Generative AI is a transformative force with the potential to revolutionize the synthetic data sector.
It also holds the key to unlocking a widespread scaling of AI applications throughout the economy while concurrently safeguarding data privacy. It is crucial to recognize that the efficacy of any AI model, including those leveraging synthetic data, is intricately linked to the quality of the underlying data. The success and ethical soundness of any AI advances are contingent upon the careful curation and refinement of both real and synthetic data sources. Due diligence is needed in ensuring the integrity, accuracy, and privacy compliance of the data driving the next wave of AI innovation.
It’s all about the data! Firms around the world face a barrier and challenge with developing and deploying Machine Learning models that are customised to their own (and their customer) needs. This barrier is caused by access to sufficient quantity and quality of data required to train and test a model of production level quality.
AI has exciting potential to revolutionise the world and bring vast benefits to sectors such as healthcare including diagnosis of diseases and new (de novo) drug development with greater efficiencies. However, there are also challenges with data privacy as AI models rely upon large sets of data to train and develop models for commercial usage, and issues such as imbalance in datasets resulting in bias that may in turn result in unfair and unreasonable outcomes.
This has led to a challenge over data ethics, privacy, and often limited the potential for AI to scale in particular in sectors where data privacy is sensitive (for example the healthcare, financial services / FinTech / InsurTech sectors).
The focus of the article is an interview with Ali Golshan, CEO and co-founder of Gretel.ai, an exciting San Francisco Bay area based startup that is applying Generative AI towards generating synthetic data for business applications.
Gretel has raised a total of $67.7M across 3 rounds, with the most recent one in October 2021
The article will initially set out what Generative AI and Synthetic data are why they matter followed by an interview with Ali Golshan the CEO of Gretel.ai.
Generative AI has been described by McKinsey as a type of AI that may be applied towards creation of new content (for example Chat GPT) ranging from text, audio, videos, still images, and simulations.
The types of AI algorithm utilised in Generative AI may include Variational Autoencoder (VAE), Generative Adversarial Network (GAN), or Transformers with Self-Attention Mechanism. Irrespective of the model used, ultimately data underpins all models and the quality and availability of the data determines the effectiveness of the model.
However, many companies but find that despite the references to the era of ‘big data’, they cannot use or access the data due to the following issues:
The data is unusable due to privacy regulations (GDPR, HIPAA, etc);
The data is siloed or has other imbalance issues (that may result in ethical issues with bias);
Or in other cases the data simply does not exist yet or the firm does not possess the data (see the interview below for the cold start problem).

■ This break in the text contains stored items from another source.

PR #1428, opened 2025-02-28
Add com.snowplowanalytics.snowplow/button_click/jsonschema/2-0-0

Jack-Keene:
This PR makes the `label` property of the `button_click` schema an optional property. This is to handle buttons without any inner text - for example icon buttons.

I've also added the $supersedes property for the previous v1-0-0 schema

### DIFF
--- a/schemas/com.snowplowanalytics.snowplow/button_click/jsonschema/1-0-1
+++ b/schemas/com.snowplowanalytics.snowplow/button_click/jsonschema/1-0-1
@@ -1,0 +1,53 @@
+{
+  "$schema": "http://iglucentral.com/schemas/com.snowplowanalytics.self-desc/schema/jsonschema/1-0-0#",
+  "description": "Schema for a button click event",
+  "self": {
+    "vendor": "com.snowplowanalytics.snowplow",
+    "name": "button_click",
+    "format": "jsonschema",
+    "version": "1-0-1"
+  },
+  "type": "object",
+  "properties": {
+    "label": {
+      "type": [
+        "string",
+        "null"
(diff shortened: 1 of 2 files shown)


istreeter:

Applying Generative AI to create synthetic data has been viewed as a potential solution to these problems and hence to enable AI to scale across the economy whilst also solving for the privacy issue or lack of data and other data issues.
Synthetic data is generated in a digital world via computer-based algorithms and is artificial, however, when generated and applied in the correct manner it may reflect the real-world data in terms of statistical and mathematical properties.

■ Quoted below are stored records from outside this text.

PR #1423, opened 2024-12-15
Add io.growthbook/experiment_viewed/jsonschema/1-0-0

Auz:
Added GrowthBook experiment_viewed event tracking schema
Fixes #1422

PR #1433, opened 2025-04-28
Release R166

matus-tomlein:
This release adds schemas for the [Element Tracking plugin](https://github.com/snowplow/snowplow-javascript-tracker/pull/1400) in the JS tracker by @jethron.

The schemas has already been reviewed and approved in this PR: https://github.com/snowplow/iglu-central/pull/1421

It also adds a io.growthbook schema reviewed in https://github.com/snowplow/iglu-central/pull/1423

### DIFF
--- a/schemas/com.snowplowanalytics.snowplow/element/jsonschema/1-0-0
+++ b/schemas/com.snowplowanalytics.snowplow/element/jsonschema/1-0-0
@@ -1,0 +1,85 @@
+{
+  "description": "Entity detailing a specific element matched using the Element Tracking plugin.",
+  "properties": {
+    "element_name": {
+      "description": "The name of the element configuration that this entity is detailing.",
+      "type": "string",
+      "maxLength": 255
+    },
+    "originating_page_view": {
+      "description": "The active page view ID when this element was first observed. For elements that persist across multiple pageviews, this is the pageview the element originated on and may be different to the current pageview ID of this event. May be empty if the element has not actually been observed yet.",
+      "type": "string",
+      "maxLength": 36
+    },
+    "height": {
+      "description": "The height of the named element at time of event, in virtual pixels.",
+      "type": "number"
+    },
+    "width": {
+      "description": "The width of the named element at time of event, in virtual pixels.",
+      "type": "number"
+    },
+    "position_x": {
+      "description": "The offset position of the named element at time of event, in virtual pixels from the left side of the viewport.",
+      "type": "number"
+    },
+    "position_y": {
+      "description": "The offset position of the named element at time of event, in virtual pixels from the top side of the viewport.",
+      "type": "number"
+    },
+    "doc_position_x": {
+      "description": "The offset position of the named element at time of event, in virtual pixels from the left side of the document.",
+      "type": "number"
+    },
+    "doc_position_y": {
+      "description": "The offset position of the named element at time of event, in virtual pixels from the top side of the document.",
+      "type": "number"
+    },
+    "element_index": {
+      "description": "The index of the named element among other elements that match it's selector within the document. (one-based, out of `element_matches` in document)",
+      "type": "integer",
+      "minimum": 1
+    },
+    "element_matches": {
+      "description": "The number of elements that match the named element's configured selector within the document. (one-based)",
+      "type": "integer",
+      "minimum": 1
+    },
+    "attributes": {
+      "description": "List of attributes captured about the named element from its configuration.",
+      "type": ["array", "null"],
+      "items": {
+        "description": "Individual attribute information about the named element, derived from its configuration.",
+        "type": "object",
+        "required": ["source", "attribute", "value"],
+        "properties": {
+          "source": {
+            "description": "The type of configuration, and source of its value.",
+            "enum": ["callback", "content", "selector", "dataset", "attributes", "properties", "child_text", "error"],
+            "maxLength": 40
+          },
+          "attribute": {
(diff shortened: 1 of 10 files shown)


schemas/com.snowplowanalytics.snowplow/element_statistics/jsonschema/1-0-0
```diff
@@ -0,0 +1,86 @@
...
+    },
+    "max_y_depth": {
+      "description": "The maximum vertical position seen of the element so far, as a fraction.",
+      "type": "string",
+      "pattern": "^[0-9.]+/[0-9.]+$",
+      "maxLength": 40
+    },
+    "element_age_ms": {
+      "description": "The amount of time (in milliseconds) this element has existed on page since it was first observed.",
+      "type": "integer",
```
matus-tomlein, line 62: @istreeter Can I please get your take about a question that @miike raised here: https://github.com/snowplow/iglu-central/pull/1421#discussion_r2060884422

The question is what schema ddl does for Redshift in terms of int size where there is no max? Does it do something like INT2?

miike: I think int64 is probably fine, I can't really see that causing any issues in modern warehouses.

jethron (approved):
LGTM!

miike:
Happy for this to be merged.

miike (approved):

matus-tomlein:
Just to explain the last force push – I have updated the growthbook schema making the optional properties (`hashAttribute`, `hashValue` and `custom`) nullable. This was spotted by @miike.

matus-tomlein:
Sorry for pushing, but this iglu release is something that we need for a JS tracker element tracking feature that is planned for this week.

Can I please ask @istreeter if you could take a look through the schemas if there is anything blocking and @jbeemster if you could then make the release? Thank you!

schemas/com.snowplowanalytics.snowplow/element/jsonschema/1-0-0
```diff
@@ -0,0 +1,85 @@
...
+  "description": "Entity detailing a specific element matched using the Element Tracking plugin.",
+  "properties": {
+    "element_name": {
+      "description": "The name of the element configuration that this entity is detailing.",
+      "type": "string",
+      "maxLength": 255
+    },
+    "originating_page_view": {
+      "description": "The active page view ID when this element was first observed. For elements that persist across multiple pageviews, this is the pageview the element originated on and may be different to the current pageview ID of this event. May be empty if the element has not actually been observed yet.",
+      "type": "string",
```
istreeter, line 11: Other schemas in this PR allow for a null when a field is not required, e.g. `"type": ["string", "null"]`.  But this schema doesn't.

That's ok!  (And actually personally I dislike the trend of adding `null` everywhere to the type).  So I'm just pointing out the inconsistency.

schemas/com.snowplowanalytics.snowplow/element/jsonschema/1-0-0
```diff
@@ -0,0 +1,85 @@
...
+      "maxLength": 36
+    },
+    "height": {
+      "description": "The height of the named element at time of event, in virtual pixels.",
+      "type": "number"
```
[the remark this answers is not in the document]
jethron: The data reported by the browser would require `number` as virtual pixels in browsers can quite easily be fractional. We could probably round to an int if you think it's worth it, but for current implementation we need floating point. See first example event in the [Scroll sections example](https://docs.snowplow.io/docs/sources/trackers/javascript-trackers/web-tracker/tracking-events/element-tracking/#examples)

schemas/com.snowplowanalytics.snowplow/element/jsonschema/1-0-0
```diff
@@ -0,0 +1,85 @@
...
+      "minimum": 1
+    },
+    "element_matches": {
+      "description": "The number of elements that match the named element's configured selector within the document. (one-based)",
+      "type": "integer",
+      "minimum": 1
+    },
+    "attributes": {
+      "description": "List of attributes captured about the named element from its configuration.",
+      "type": ["array", "null"],
```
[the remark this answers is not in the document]
jethron: Not a mistake; the one in `component_parents` is the only property of that schema; if it's empty the entity shouldn't be attached at all; but for this one there is no requirement to have any `attributes` defined so it can be empty.

schemas/com.snowplowanalytics.snowplow/element/jsonschema/1-0-0
jethron: I think historically the "null for optional fields" pattern is mostly relevant for cross-platform schemas; because they don't have an easy way to mark a map value as "empty; don't serialize in JSON", whereas JS has `undefined` and `JSON.stringify({a: undefined}) === JSON.stringify({})`. So in other languages if an optional property has no value you have to explicitly have conditional logic to add/remove the property from a hashmap, and so as a convenience we encourage allowing `null` as a value to avoid that boilerplate.

These schemas are specifically web-centric, so will only be produced in a JS environment, so I have skipped that pattern as it is unnecessary; the fields that still accept `null` explicitly are usually because that is the result of a computation in the plugin e.g. quotients where an input can be 0, the list of attributes can be truncated.

The other schema is cross-platform I think, so it continues the pattern.

istreeter:
Thanks for answering all my questions @jethron.  This all looks good to me!

istreeter (approved):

Research exists showing that synthetic data may be as effective or in some instances even superior for the purposes of training an AI model relative to data based upon actual people, events and objects, for example see Catherine Graham's article published in John Hopkins ‘synthetic data for AI outperform real data in robotic surgery’.
Furthermore, Gerard Andrews of NVIDIA quotes a forecast from Gartner that by 2030 synthetic data will completely overshadow real data used for training AI models.

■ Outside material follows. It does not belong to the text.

PR #1437, opened 2025-06-19
Add schema for event forwarding error

colmsnowplow:


schemas/com.snowplowanalytics.snowplow.badrows/event_forwarding_error/jsonschema/1-0-0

Gartner further report that whilst only 1% of AI models used synthetic data in 2021, it may be that as much as 60% of AI models may use synthetic data by the end of 2024.
Whether we hit 60% adoption of synthetic data for AI model development by the end of 2024 or later, the synthetic data sector is set to grow rapidly as concerns about data privacy and also bias that may result from incomplete or imbalanced datasets grows.
It is clear that synthetic data is set to play an increasingly significant and important role in the future of AI model development.
Imtiaz Adam: What inspired the name Gretel.ai?
Ali Golshan: The story of Hansel & Gretel. Leaving breadcrumbs allows someone to be found. In the digital era a digital crumb, in effect a footprint, that you leave online may result in privacy issues for the user. Our inspiration in founding Gretel.ai is to solve the trade-off between providing useful machine learning capabilities for a good customer and user experience alongside privacy preservation.
Imtiaz Adam: Who were the original founding team?
Ali Golshan: Alexander Watson Chief Product Officer, John Myers CTO and myself.
We all came from computer science and maths backgrounds and we all worked in the intelligence and cyber security space. Since then, we’ve each founded and successfully exited from multiple startups.
In terms of my own experience, this is my 5th startup. I have previously made exits to Juniper and also to IBM.
Imtiaz Adam: What is the company’s mission and objective?
Ali Golshan: Our focus is towards an application of Generative AI towards synthetic data generation.
We believe that data will be the key differentiator in the era of AI, even more so that the models.
Given that the value is in the data, we asked ourselves how we can enable companies to go the last mile and extract the value from their data in a way that is safe and deals with all the complexities of data imbalances, usability and ease of use. To solve this, we took inspiration from how GitHub solved for ease of access and safe storage for code, and aim to do something similar for data so that companies can find an easier pathway to generating value from their data whilst also managing the privacy and safety aspects.
We started looking at solutions such as homomorphic encryption and then realised that the opportunity was in applying Generative AI towards data generation.
In time firms will increasingly realise that the last mile for value generation will be the ability to leverage their private data. At the same time, they need to balance data generation with not giving away information to others and also balancing their privacy obligations.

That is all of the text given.